January 21, 2015 Krissie Mason

WONDER IN THE WOODS

Walk Woods

 

“When we take Nature away from people we take away their ability to be full human beings.”

 -Richard Louv

Today while I was looking for interesting content for client I happened across a book by National Best Selling Author and Audubon Medal Recipient, Richard Louv. It’s called, “The Nature Principle: Human Restoration and the End of the Nature Deficit Disorder“.

Richard’s book was published a couple years ago, so I feel a bit late to party, however, it simply resonated too deeply to risk letting it pass by without mention to  family, friends, acquaintances, or for that matter like-minded souls who I have not met, but who might read about the book here.

What is the Nature Principle exactly?  Great question.  Louv describes it as “…a principle that holds that a reconnection to the natural world is fundamental to human health, well-being, spirit, and survival”.

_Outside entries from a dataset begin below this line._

PR #7298, opened 2020-11-23
add sync capability to useUserSeetings hook

sahil143:
This PR adds the sync capability to `useUserSettings` hook, This can be tested through https://github.com/openshift/console/pull/7291

This PR is part of the https://issues.redhat.com/browse/ODC-4753

### DIFF
--- a/frontend/packages/console-shared/src/hooks/useUserSettings.ts
+++ b/frontend/packages/console-shared/src/hooks/useUserSettings.ts
@@ -52,11 +52,14 @@ const updateConfigMap = async (configMap: ConfigMapKind, key: string, value: str
     ];
     try {
       await k8sPatch(ConfigMapModel, configMap, patch);
+      return Promise.resolve();
     } catch (err) {
       // eslint-disable-next-line no-console
       console.error(err);
+      return Promise.reject();
     }
   }
+  return Promise.resolve();
 };
 
 const deseralizeData = <T>(data: T) => {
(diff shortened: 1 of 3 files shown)


frontend/packages/console-shared/src/hooks/useUserSettings.ts
```diff
@@ -52,11 +52,14 @@ const updateConfigMap = async (configMap: ConfigMapKind, key: string, value: str
...
     try {
       await k8sPatch(ConfigMapModel, configMap, patch);
+      return Promise.resolve();
     } catch (err) {
       // eslint-disable-next-line no-console
       console.error(err);
+      return Promise.reject();
     }
   }
+  return Promise.resolve();
```
invincibleJai, line 62: i don't think we need to return here as well as we are already returning in try catch block and this is an async function so we only need to return the value or throw an error. There's no need to return a Promise

sahil143: the try catch is inside If block. So we need to return outside of the if block as well

invincibleJai: ah i should have had this condition out of `updateConfigMap` and in caller, my bad and can still avoid return explicit Promise

sahil143:
Closing this as all the changes are in PR https://github.com/openshift/console/pull/7291 which is being reviewed actively

PR #7301, opened 2020-11-23
adds fallback to localstorage for usersettings if 403 for configmap

invincibleJai:
**Fixes**: 
https://issues.redhat.com/browse/ODC-5082

**Analysis / Root cause**: 
useUserSettings doesn't support fallback to localStorage

**Solution Description**: 
adds support fallback for support for `useUserSettings`

Implementation can be tested with https://github.com/openshift/console/pull/7051

NA

**Browser conformance**: 

- [x] Chrome
- [ ] Firefox
- [ ] Safari
- [ ] Edge

### DIFF
--- a/frontend/packages/console-shared/src/hooks/useUserSettings.ts
+++ b/frontend/packages/console-shared/src/hooks/useUserSettings.ts
@@ -4,78 +4,19 @@ import * as React from 'react';
 // @ts-ignore
 import { useSelector } from 'react-redux';
 import { RootState } from '@console/internal/redux';
-import { ConfigMapModel, ProjectRequestModel, ProjectModel } from '@console/internal/models';
-import {
-  K8sResourceKind,
-  k8sGet,
-  k8sCreate,
-  k8sPatch,
-  ConfigMapKind,
-} from '@console/internal/module/k8s';
+import { ConfigMapModel } from '@console/internal/models';
+import { K8sResourceKind } from '@console/internal/module/k8s';
 import { useK8sWatchResource } from '@console/internal/components/utils/k8s-watch-hook';
-
-// can't create project with name prefix with 'openshift-*', once we have proxy need to update
-const USER_SETTING_CONFIGMAP_NAMESPACE = 'console-user-settings';
-
-// This won't be needed once we have proxy api
-const getProject = async () => {
-  try {
-    await k8sGet(ProjectModel, USER_SETTING_CONFIGMAP_NAMESPACE);
-  } catch {
-    await k8sCreate(ProjectRequestModel, {
-      metadata: {
-        name: USER_SETTING_CONFIGMAP_NAMESPACE,
-      },
-    });
-  }
-};
-
-const createConfigMap = async (configMapData: K8sResourceKind): Promise<boolean> => {
-  try {
-    await k8sCreate(ConfigMapModel, configMapData);
-    return true;
-  } catch (err) {
-    // eslint-disable-next-line no-console
-    console.error(err);
-    return false;
-  }
-};
-
-const updateConfigMap = async (configMap: ConfigMapKind, key: string, value: string) => {
-  if (value !== configMap.data?.[key]) {
-    const patch = [
-      {
-        op: 'replace',
-        path: `/data/${key}`,
-        value,
-      },
-    ];
-    try {
-      await k8sPatch(ConfigMapModel, configMap, patch);
-    } catch (err) {
-      // eslint-disable-next-line no-console
-      console.error(err);
-    }
-  }
-};
-
-const deseralizeData = <T>(data: T) => {
-  if (typeof data !== 'string') {
-    return data;
-  }
-  try {
-    return JSON.parse(data);
-  } catch {
-    return data;
-  }
-};
-
-const seralizeData = <T>(data: T) => {
-  if (typeof data === 'string') {
-    return data;
-  }
-  return JSON.stringify(data);
-};
+import { useUserSettingsLocalStorage } from './useUserSettingsLocalStorage';
+import {
+  createConfigMap,
+  deseralizeData,
+  getProject,
+  createProject,
+  seralizeData,
+  updateConfigMap,
+  USER_SETTING_CONFIGMAP_NAMESPACE,
+} from '../utils/user-settings';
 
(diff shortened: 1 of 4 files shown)


frontend/packages/console-shared/src/hooks/useUserSettingsLocalStorage.ts
```diff
@@ -0,0 +1,81 @@
...
+  const localStorageUpdated = React.useCallback(
+    (ev: StorageEvent) => {
+      if (ev.key === storageConfigNameRef.current) {
+        const lsConfigMapData = deseralizeData(localStorage.getItem(storageConfigNameRef.current));
+        if (
+          lsData !== undefined &&
+          lsConfigMapData?.[keyRef.current] &&
+          seralizeData(lsConfigMapData[keyRef.current]) !== seralizeData(lsData)
+        ) {
+          setLsData(lsConfigMapData[keyRef.current]);
```
christianvogt, line 39: Shouldn't this be deserialized?

frontend/packages/console-shared/src/hooks/useUserSettingsLocalStorage.ts
```diff
@@ -0,0 +1,81 @@
...
+  watch: boolean = true,
+): [T, React.Dispatch<React.SetStateAction<T>>] => {
+  const keyRef = React.useRef(key);
+  const defaultValueRef = React.useRef(defaultValue);
+  const userUid = useSelector(
+    (state: RootState) => state.UI.get('user')?.metadata?.uid ?? 'kubeadmin',
+  );
+  const storageConfigNameRef = React.useRef(`${CONFIGMAP_LS_KEY}-${userUid}`);
+  const [lsData, setLsData] = React.useState(() => {
+    const valueInLocalStorage = deseralizeData(localStorage.getItem(storageConfigNameRef.current));
```
christianvogt, line 23: You could use `localStorage.hasItem` to check whether we fallback to the default or not

frontend/packages/console-shared/src/hooks/useUserSettingsLocalStorage.ts
```diff
@@ -0,0 +1,81 @@
...
+    return valueInLocalStorage?.[keyRef.current]
+      ? valueInLocalStorage[keyRef.current]
+      : defaultValueRef.current;
+  });
+  const lsDataRef = React.useRef<T>(lsData);
```
christianvogt, line 28: This never gets updated but is passed along as the previous value each time.

frontend/packages/console-shared/src/hooks/useUserSettings.ts
```diff
@@ -115,27 +65,34 @@ export const useUserSettings = <T>(
               [keyRef.current]: seralizeData(defaultValueRef.current),
             }),
           },
-        });
-        if (!cmCreated) {
-          setSettings(deseralizeData(defaultValueRef.current));
-          setLoaded(true);
-        }
+        })
+          .then(() => setFallbackLocalStorage(false))
```
christianvogt, line 69: fallback already starts as false

frontend/packages/console-shared/src/hooks/useUserSettings.ts
```diff
@@ -115,27 +65,34 @@ export const useUserSettings = <T>(
...
+          .catch((err) => {
+            if (err.response.status === 403) {
+              setFallbackLocalStorage(true);
+            } else {
+              setFallbackLocalStorage(false);
+              setSettings(deseralizeData(defaultValueRef.current));
+              setLoaded(true);
+            }
```
christianvogt, line 77: How will this work at all if we have any error creating the configmap or if the new backend returns an error?
I suppose that it should never error out if the service is working correctly.
Perhaps it shouldn't go to the loaded state if we have an error.
Thoughts?

frontend/packages/console-shared/src/hooks/useUserSettings.ts
christianvogt, line 69: we should be using `try / catch` if it's an async function

frontend/packages/console-shared/src/hooks/useUserSettingsLocalStorage.ts
invincibleJai: in case of localStorage we are seralizing and deseralizing complete data in Configmap key so din't need to do it

```
const lsConfigMapData = deseralizeData(localStorage.getItem(storageConfigNameRef.current));
```

frontend/packages/console-shared/src/hooks/useUserSettings.ts
invincibleJai: yeah ideally it should never hit this block , have added it if in considering if it errors our and not with forbidden(403) then pass loaded with default value

frontend/packages/console-shared/src/hooks/useUserSettingsLocalStorage.ts
invincibleJai: `hasItem` i din't see in API for localStorage so made a check against null

```
localStorage.getItem(storageConfigNameRef.current) !== null
```

sahil143 (commented):
Tested this functionality with PR #7051 . Works as expected. Looks good to me.

jerolimov (approved):
Tested is with some local changes to 'fake the 403' case. Works fine. :+1: 

/lgtm

frontend/packages/console-shared/src/hooks/useUserSettings.ts
```diff
@@ -99,43 +40,58 @@ export const useUserSettings = <T>(
...
+              }),
+            },
+          });
+        } catch (err) {
+          if (err?.response?.status === 403) {
+            setFallbackLocalStorage(true);
+          } else {
+            setSettings(defaultValueRef.current);
+            setLoaded(true);
+          }
```
jerolimov, line 76: All other cases of an error are just ignored a.t.m? Can you add here a console.warn / error as well?

invincibleJai: we are logging for all in utils like updateConfigmap, createProject, get Project will add there for createConfigMap as well.

PR #7302, opened 2020-11-23
CONSOLE-2024: Add popover for Unschedulable Pending, CrashLoopBackoff, ErrImagePull, ImagePullBackOff statuses

rhamilto:
* If pod is `Unschedulable`, add a popover to `Pending` status that includes the reason the pod is unschedulable on the pod list and pod details pages.
  Screen Shot 2020-11-23 at 11 34 49 AM
  Screen Shot 2020-11-23 at 11 40 10 AM
* If pod status is `CrashLoopBackoff`, add a popover to the `CrashLoopBackoff` status that includes the reason for the error on the pod list and pod details pages.
  Screen Shot 2020-12-08 at 11 09 29 AM
  Screen Shot 2020-12-08 at 11 09 36 AM
* If pod status is `ErrImagePull`, add a popover to the `ErrImagePull` status that includes the reason for the error on the pod list and pod details pages.
  Screen Shot 2020-11-24 at 11 12 52 AM
  Screen Shot 2020-11-24 at 11 12 58 AM
* If pod status is `ImagePullBackOff`, add a popover to the `ImagePullBackOff` status that includes the reason for the error on the pod list and pod details pages.
  Screen Shot 2020-11-24 at 8 54 41 AM
  Screen Shot 2020-11-24 at 8 54 52 AM

### DIFF
--- a/frontend/public/components/pod.tsx
+++ b/frontend/public/components/pod.tsx
@@ -9,6 +9,7 @@ import { useTranslation } from 'react-i18next';
 import i18next from 'i18next';
 import * as classNames from 'classnames';
 import * as _ from 'lodash-es';
+import { Button, Popover } from '@patternfly/react-core';
 import { Status, TableColumnsType } from '@console/shared';
 import { ByteDataTypes } from '@console/shared/src/graph-helper/data-utils';
 import {
@@ -352,7 +353,7 @@ const PodTableRow = connect<PodTableRowPropsFromState, null, PodTableRowProps>(p
             columns={columns}
             columnID={podColumnInfo.status.id}
           >
-            <Status status={phase} />
+            <PodStatus pod={pod} />
           </TableData>
           <TableData
             className={podColumnInfo.ready.classes}
@@ -571,7 +572,53 @@ const PodGraphs = requirePrometheus(({ pod }) => {
   );
 });
 
-export const PodStatus: React.FC<PodStatusProps> = ({ pod }) => <Status status={podPhase(pod)} />;
+const PodStatusPopover: React.FC<PodStatusPopoverProps> = ({
+  bodyContent,
+  headerContent,
+  status,
+}) => {
+  return (
+    <Popover headerContent={headerContent} bodyContent={bodyContent}>
+      <Button variant="link" isInline>
+        <Status status={status} />
+      </Button>
+    </Popover>
+  );
+};
+
+export const PodStatus: React.FC<PodStatusProps> = ({ pod }) => {
+  const status = podPhase(pod);
+  const unschedulableCondition = pod.status?.conditions?.find(
+    (condition) => condition.reason === 'Unschedulable' && condition.status === 'False',
+  );
+  const containerStatusStateWaiting = pod.status?.containerStatuses?.find(
+    (cs) => cs.state?.waiting,
+  );
+  const { t } = useTranslation();
+
+  if (status === 'Pending' && unschedulableCondition) {
+    return (
+      <PodStatusPopover
+        bodyContent={unschedulableCondition.message}
+        headerContent={t('workload~Pod unschedulable')}
+        status={status}
+      />
+    );
+  }
+  if (
+    (status === 'CrashLoopBackOff' || status === 'ErrImagePull' || status === 'ImagePullBackOff') &&
+    containerStatusStateWaiting
+  ) {
+    return (
+      <PodStatusPopover
+        bodyContent={containerStatusStateWaiting.state.waiting.message}
+        status={status}
+      />
+    );
+  }
+
+  return <Status status={status} />;
+};
 
 export const PodDetailsList: React.FC<PodDetailsListProps> = ({ pod }) => {
   const { t } = useTranslation();
@@ -881,6 +928,12 @@ type PodContainerTableProps = {
   heading: string;
   containers: ContainerSpec[];
   pod: PodKind;
+};
+
+type PodStatusPopoverProps = {
+  bodyContent: string;
+  headerContent?: string;
+  status: string;
 };
 
 type PodStatusProps = {
--- a/frontend/packages/console-shared/src/components/status/Status.tsx
+++ b/frontend/packages/console-shared/src/components/status/Status.tsx
@@ -29,7 +29,7 @@ export const Status: React.FC<StatusProps> = ({
       return <StatusIconAndText {...statusProps} icon={<HourglassStartIcon />} />;
 
     case 'Pending':
-      return <StatusIconAndText {...statusProps} icon={<HourglassHalfIcon />} />;
+      return <StatusIconAndText {...statusProps} icon={<HourglassHalfIcon color="inherit" />} />;
 
     case 'Planning':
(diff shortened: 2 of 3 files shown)


frontend/public/components/pod.tsx
```diff
@@ -551,7 +552,22 @@ const PodGraphs = requirePrometheus(({ pod }) => {
   );
 });
 
-export const PodStatus: React.FC<PodStatusProps> = ({ pod }) => <Status status={podPhase(pod)} />;
+export const PodStatus: React.FC<PodStatusProps> = ({ pod }) => {
+  const status = podPhase(pod);
+  const unschedulableCondition = pod.status?.conditions?.find(
+    (condition) => condition.reason === 'Unschedulable',
```
spadgett, line 558:
```suggestion
    (condition) => condition.reason === 'Unschedulable' && condition.status === 'True',
```

spadgett:
We might check for `pod.containerStatuses[n].state.waiting.message` and show it in a popover if available. That should handle the `CrashLoopBackOff` case, which is common.

frontend/public/components/pod.tsx
rhamilto: This actually breaks the check as `condition.type === PodScheduled`.  Think we want `(condition) => condition.reason === 'Unschedulable' && condition.status === 'False',`
Screen Shot 2020-11-23 at 3 25 25 PM

rhamilto:
> We might check for `pod.containerStatuses[n].state.waiting.message` and show it in a popover if available. That should handle the `CrashLoopBackOff` case, which is common.

We could also cover the `pod.containerStatuses[n].state.reason === ErrImagePull` case as well.

rhamilto:
> > We might check for `pod.containerStatuses[n].state.waiting.message` and show it in a popover if available. That should handle the `CrashLoopBackOff` case, which is common.
> 
> We could also cover the `pod.containerStatuses[n].state.waiting.reason === ErrImagePull` case as well.

Although retry happens so quickly, maybe this isn't necessary?

spadgett:
It should back off at some point where the message would be useful. We can probably skip checking `reason` and just show the message in the popover (although we might have to be careful if the status flaps quickly back and forth).

rhamilto:
> It should back off at some point where the message would be useful. We can probably skip checking `reason` and just show the message in the popover (although we might have to be careful if the status flaps quickly back and forth).

Conveniently, the popover switches as the same time as the status and maintains its open state. 
https://www.youtube.com/watch?v=mB7lb8uiNMc

rhamilto:
Updated with `ErrImagePull`, `ImagePullBackOff` popover status.  Any others we should add?

frontend/public/components/pod.tsx
```diff
@@ -551,7 +552,60 @@ const PodGraphs = requirePrometheus(({ pod }) => {
...
+  const status = podPhase(pod);
+  const unschedulableCondition = pod.status?.conditions?.find(
+    (condition) => condition.reason === 'Unschedulable' && condition.status === 'False',
+  );
+  const containerStatusImagePullBackOff = pod.status?.containerStatuses?.find(
+    (cs) => cs.state?.waiting?.reason === 'ImagePullBackOff',
+  );
+  const containerStatusErrImagePull = pod.status?.containerStatuses?.find(
+    (cs) => cs.state?.waiting?.reason === 'ErrImagePull',
+  );
```
spadgett, line 579: Do you see any weird behavior if you remove the `reason` check and just always show `state.waiting.message` if present?

rhamilto: Good call.  I was able to do that and DRY up the code significantly.

frontend/public/components/pod.tsx
```diff
@@ -551,7 +552,49 @@ const PodGraphs = requirePrometheus(({ pod }) => {
...
+  const containerStatusStateWaiting = pod.status?.containerStatuses?.find(
+    (cs) => cs.state?.waiting,
+  );
+
+  if (status === 'Pending' && unschedulableCondition) {
+    return (
+      <PodStatusPopover
+        bodyContent={unschedulableCondition.message}
+        headerContent={`${PodModel.label} unschedulable`}
```
rhamilto, line 582: Switched this to use the model.label so at least one of the English words is from a single source.  I assume we want all this content in English since the content from the API is English.

rhamilto:
@spadgett, comments addressed.  PTAL.

frontend/public/components/pod.tsx
```diff
@@ -571,7 +572,49 @@ const PodGraphs = requirePrometheus(({ pod }) => {
...
+        status={status}
+      />
+    );
+  }
+  if ((status === 'ErrImagePull' || status === 'ImagePullBackOff') && containerStatusStateWaiting) {
```
spadgett, line 607: I'm still not sure we need to check `status` at all. Should we simply show any `containerStatusStateWaiting` message if present?

frontend/public/components/pod.tsx
spadgett: In general, I'd err on the side of externalizing the string. FWIW, I think in the other API doc popovers we show the translated property name with the English API doc string.

frontend/public/components/pod.tsx
rhamilto: In testing, it looks like we end up with a popover with an empty message for `ContainerCreating` if we do that.  Not sure what other statuses may be affected...

rhamilto: And we end up with a popover for `Terminating` as well.  Not sure that is desired.
Screen Shot 2020-12-08 at 11 00 08 AM

rhamilto: We *do* want `CrashLoopBackoff` though.  My initial PR did not cover that.

rhamilto: Updated to include `CrashLoopBackoff` and externalize `unschedulable`.

frontend/public/components/pod.tsx
```diff
@@ -571,7 +572,53 @@ const PodGraphs = requirePrometheus(({ pod }) => {
...
+  const containerStatusStateWaiting = pod.status?.containerStatuses?.find(
+    (cs) => cs.state?.waiting,
+  );
+  const { t } = useTranslation();
+
+  if (status === 'Pending' && unschedulableCondition) {
+    return (
+      <PodStatusPopover
+        bodyContent={unschedulableCondition.message}
+        headerContent={`${PodModel.label} ${t('workload~unschedulable')}`}
```
spadgett, line 603: The kind should be a parameter to the message if we do it this way, but I'd just make it part of the message so it can get translated as needed. (Some k8s kinds we are translating depending on the language.)

```suggestion
        headerContent={t('workload~Pod unschedulable'}`}
```

rhamilto: Updated

spadgett (approved):
/lgtm
/hold for approvals

yapei:
tested locally with a cluster created via cluster-bot, no issues found

rhamilto:
@sferich888, PTAL and tag.

@jhadvig, mind re-tagging?  I had to rebase to remove the kubevirt test.

jhadvig (approved):
/lgtm

PR #7305, opened 2020-11-23
Bug 1888036: Only show latest version for each CSV and PackageManifest provided API.

TheRealJon:
- Add useK8sModels hook so that we can easily filter out APIs without a model. We need this for the
  "All Instances" page so that we can filter before we run a API requests.
- Update provideAPIsFor into providedAPIsForCSV and break out a shared filter
  function to share betweeen providedAPIsForCSV and providedAPIsForChannel
- Update providedAPIsForChannel function to use new filter function.
- Replace usage of providedAPIsFor().find() chains with helper functions to find a specific API by
  model or reference.
- Add new util function `providedAPIForReference` for consistency with `providedAPIForModel`
- Define constant for internal object annotation key and replace string literals throughout the olm
  package. Also update existing constants to match our UPPERCASE_CONSTANT convention
- Remove redundant util functions in ./packages/operator-lifecycle-manager/src/utils.ts so that the
  logic for filtering internal objects could be centralized in the 'providedAPIsForCSV' function.
- Update `getInternalObjects` function args. Now accepts an `annotations` argument, and uses shared
  `parseJSONAnnotation` util function.
- Update ProvidedAPIs page to account for built in filtering in providedAPIsForCSV function. Also,
  remove usage of 'modelFor' function since it only checks statically defined models. We need to use
  the new useK8sModels hook to make sure we get any models that have been added by operators or
  crds.
- Fix unit tests

### DIFF
--- a/frontend/packages/console-shared/src/utils/annotations.ts
+++ b/frontend/packages/console-shared/src/utils/annotations.ts
@@ -1,0 +1,17 @@
+import { ObjectMetadata } from '@console/internal/module/k8s';
+
+export const parseJSONAnnotation = (
+  annotations: ObjectMetadata['annotations'],
+  annotationKey: string,
+  onError?: (err: Error) => void,
+  defaultReturn?: any,
+): any => {
+  try {
+    return annotations?.[annotationKey] ? JSON.parse(annotations?.[annotationKey]) : defaultReturn;
+  } catch (e) {
+    onError?.(e);
+    // eslint-disable-next-line no-console
+    console.warn(`Could not parse annotation ${annotationKey} as JSON: `, e);
+    return defaultReturn;
+  }
+};
--- a/frontend/packages/operator-lifecycle-manager/src/components/clusterserviceversion.tsx
+++ b/frontend/packages/operator-lifecycle-manager/src/components/clusterserviceversion.tsx
@@ -37,8 +37,6 @@ import {
   referenceForModel,
   referenceFor,
   groupVersionFor,
-  GroupVersionKind,
-  K8sKind,
   k8sKill,
   k8sPatch,
   k8sGet,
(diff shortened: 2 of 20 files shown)


frontend/packages/console-shared/src/utils/annotations.ts
```diff
@@ -0,0 +1,17 @@
...
+export const parseJSONAnnotation = (
+  annotations: ObjectMetadata['annotations'],
+  annotationKey: string,
+  onError?: (err: Error) => void,
+  defaultReturn?: any,
+): any => {
+  try {
+    return annotations?.[annotationKey] ? JSON.parse(annotations?.[annotationKey]) : defaultReturn;
+  } catch (e) {
+    onError && onError(e);
```
spadgett, line 12:
```suggestion
    onError?.(e);
```

frontend/packages/operator-lifecycle-manager/src/components/clusterserviceversion.tsx
```diff
@@ -708,14 +703,19 @@ export const MarkdownView = (props: {
...
+  const createRoute = React.useMemo(
+    () =>
+      csv
+        ? `/k8s/ns/${csv.metadata.namespace}/${ClusterServiceVersionModel.plural}/${csv.metadata.name}/${reference}/~new`
+        : null,
+    [csv, reference],
+  );
 
-  return (
+  return model ? (
```
spadgett, line 718: We're now purposely showing cards for resources that don't yet have a model. See #7393

spadgett (commented):
We should make sure we continue to show tiles and tabs for APIs that don't have a model. We assume that the models simply haven't refreshed yet.

cc @rhamilto

TheRealJon:
@spadgett @rhamilto Tiles should now be shown even for API's without a model, they just won't be creatable until the model is loaded. I've addressed feedback so far. Sorry for the size of this one. Just had to make sure that the cards for package manifests (non-installed operators) match the cards for CSVs (installed operators) and wanted to make sure that they were sharing logic. Before they were not.

spadgett (approved):
/lgtm

spadgett (approved):
/lgtm

PR #7307, opened 2020-11-24
Localize VM NICs and disks modals

pcbailey:
This PR updates the modals for VM NICs and disks. It does not update the options in the drop down menus. That will be completed in a separate PR.

Disks modal:
Selection_686

Network interfaces modal:
Selection_687


pcbailey:
@yaacov @rawagner Please took a look.

frontend/packages/kubevirt-plugin/src/components/modals/disk-modal/disk-modal.tsx
```diff
@@ -354,12 +348,19 @@ export const DiskModal = withHandlePromise((props: DiskModalProps) => {
   return (
     <div className="modal-content">
       <ModalTitle>
-        {isEditing ? EDIT : ADD} {type.toString()}
+        {isEditing ? t('kubevirt-plugin~Edit') : t('kubevirt-plugin~Add')}{' '}
+        {t('kubevirt-plugin~{{type}}', { type: type.toString() })}
```
yaacov, line 352: Notes to next pass:
this will not get translated unless we have comments with `// t('kubevirt-plugin~<all posible types... >` ... do we need it translated ?

pcbailey: You're right. I added these earlier on before I understood about the comments hack. I've been meaning to take them out and forgot. I'll remove them in the next pass.

frontend/packages/kubevirt-plugin/src/components/form/size-unit-form-row.tsx
```diff
@@ -33,41 +34,47 @@ export const SizeUnitFormRow: React.FC<SizeUnitFormRowProps> = ({
...
-          ))}
-        </FormSelect>
-      </SplitItem>
-    </Split>
-  </FormRow>
-);
+}) => {
+  const { t } = useTranslation();
+
+  const titleText = title || t('kubevirt-plugin~Size');
```
suomiy, line 40: @pcbailey @rawagner this breaks the wizard

wizard

PR #7318, opened 2020-11-24
Bug 1900022: Search Page - Top Name/Label filter is not applied to selected Pipeline resources

dtaylor113:
This PR fixes two issue with how the Pipeline plugin interacts with the console's search page:

1. Search page top Name/Label filter not being applied to Pipelines resource section
2. Pipeline resource section shows 2nd Name/Label filter.

## Before

image

## After

image

### DIFF
--- a/frontend/packages/pipelines-plugin/src/components/pipelines/PipelinesResourceList.tsx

Further, “..It is primarily a statement of philosophy. The Nature Principle is supported by a growing body of theoretical, anecdotal, and empirical research that describes the restorative power of nature — its impact on our senses and intelligence; on our physical, psychological, and spiritual health; and on the bonds of family, friendship, and the multi species community.”

 

“Illuminated by ideas and stories from good people I have met, this book asks: What would our lives be like if our days and nights were as immersed in nature as they are in electronics? How can each of us help create that life-enhancing world, not only in a hypothetical future, but right now, for our families and for ourselves?”

 

Twig Sprig

 

It was my very good fortune to have been a child shepherded by parents, and then older siblings, who lived a good portion of the day outdoors. When I wasn’t weeding the gardening, baling hay, collecting chicken eggs, or cutting grass on the family hobby farm, I could be found climbing trees, laying in the grass under the big pines, discovering a den of baby garter snakes, fishing on a Minnesota lake, exploring in the woods, or paddling a canoe in the Boundary Waters.

Love of the outdoors, the itch to get out from behind four walls, intense curiosity, the sensation that the closer I am to a ledgestone outcropping on a wilderness lake the closer I am to the Divine, are results of having been given the privilege to experience the Wonder of Nature at such an early age, and thoughout my life.  The Nature Principle reminds me how vital it to my personal well-being, as well as the well-being of our collective humanity, to get out into the woods, or into a city park. Shut off the TV, the computer, the phone. Take 5 minutes to sit outside on your back stoop and look into the sky, or at the needles of a tree. Lift some snow and touch it to your tongue, squish mud, whittle a stick, stomp in a puddle. Go Wonder in the outdoors for 5 minutes, or 10, or 30.

“The Nature Principle suggests that, in an age of rapid environmental, economic, and social transformation, the future will belong to the nature-smart — those individuals, families, businesses, and political leaders who develop a deeper understanding of nature, and who balance the virtual with the real.”

 

Walking

So if technology frustration is leaving you numb, and you’ve been feeling a little out of your natural orbit, if cabin fever is starting to set in, and you ache for a walk among the cedars, long to skip stones, or peel birch bark from fallen logs, I encourage you to pick up The Nature Principle and reconnect for awhile. Go for a Wonder in the Woods. Find balance. Find your ability to be you. As you do you’ll be reminded of what it means to be fully human.